Lucie Arnaz performing at Birdland(© Michael Portantiere)
Lucie Arnaz performing at Birdland
(© Michael Portantiere)

TM: Your show at Birdland last year was terrific. Did you put it together specifically for that venue?

LUCIE: Yes. I haven’t performed it anywhere else. Jim Caruso asked me, “Would you like to do a Birdland night while you’re in Dirty Rotten Scoundrels?” One of the Monday dates he offered happened to be my birthday. I thought, “Well, if I do it as Lucie’s Birthday Bash at Birdland, it will take the onus off of it for me. It came together, and I had a blast.

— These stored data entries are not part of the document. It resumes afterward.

PR #411, opened 2023-05-19
Week 14 mongo-api

SandraMadeleine:
https://project-mongo-api-e54soatzoa-lz.a.run.app/

### DIFF
--- a/server.js
+++ b/server.js
@@ -61,14 +61,15 @@ app.get("/", (request, response) => {
 // https://localhost:8080/netflix-titles
 // This gets a list of all titles 
 app.get('/netflix-titles', async (request, response) => {
+  console.log('Received GET request for /netflix-titles');
   const netflixTitles = await NetflixTitle.find();
   response.json(netflixTitles);
 });
 
-// https://localhost:8080/netflix.titles/
-// This gets a single title when adding its id-number after the last formard slash
+// https://localhost:8080/netflix.titles/ and then you add the unique id number for the series you want
+// This gets a single title when adding its id-number after the last forward slash
 app.get('/netflix-titles/:id', async (request, response) => {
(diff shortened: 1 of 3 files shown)


server.js
```diff
@@ -7,13 +7,42 @@ import mongoose from "mongoose";
...
+  rating: String,
+  duration: String,
+  listed_in: String,
+  description: String,
+  type: String
+});
+
+const NetflixTitle = mongoose.model('NetflixTitle', netflixTitleSchema);
+
+if (process.env.RESET_DB) {
```
majazimnoch, line 36: you can also make an endpoint that will be resetting the DB instead of writing in the terminal: 
```
app.get("/reset", async (req, res) => {
  try {
    await resetDatabase();
    res.json({
      success: true
    }) 
  } catch (e) {
    res.json({
      success: false,
    })
  }
})
```

server.js
```diff
@@ -25,8 +54,30 @@ app.use(cors());
 app.use(express.json());
 
 // Start defining your routes here
-app.get("/", (req, res) => {
-  res.send("Hello Technigo!");
+app.get("/", (request, response) => {
```
majazimnoch, line 57: did you install // npm install express-list-endpoints and added
const listEndpoints = require('express-list-endpoints')

this would list your endpoint automatically after adding:
`app.get("/", (req, res) => {
  res.json(listEndpoints(app));
});`

majazimnoch (commented):
Good job, Sandra! Clean code with good comments. 
I added some comments reg resetting the db and an npm package called express list endpoints, instead of writing them manually, which I guess you did(?)
Also, it would be nice to update the read me with the deployment link.
However, I now try to search for the titles by /netflix-titles and unfortunately, the result is empty so probably some problem with the db?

TM: I heard that you were great in Dirty Rotten, but I remember that you were out of the show for awhile with a medical problem.

LUCIE: I don’t know what happened but, all of a sudden, my left knee started to swell up like crazy. Apparently, I had somehow torn a meniscus. I needed to have surgery. The doctors said I’d be back in the show in three weeks, so I went in for the surgery right away — and, two days after I got out of the hospital, I got the call that they were going to close the show in September. I was devastated, but at least I got to go back and do the last few performances.

TM: What’s your schedule after the D.C. concerts?

LUCIE: I think I’m going to stay close to home for the summer. I’m not praying to get a job right away — but I have new agents, and I’m certainly not going to tell them not to call me!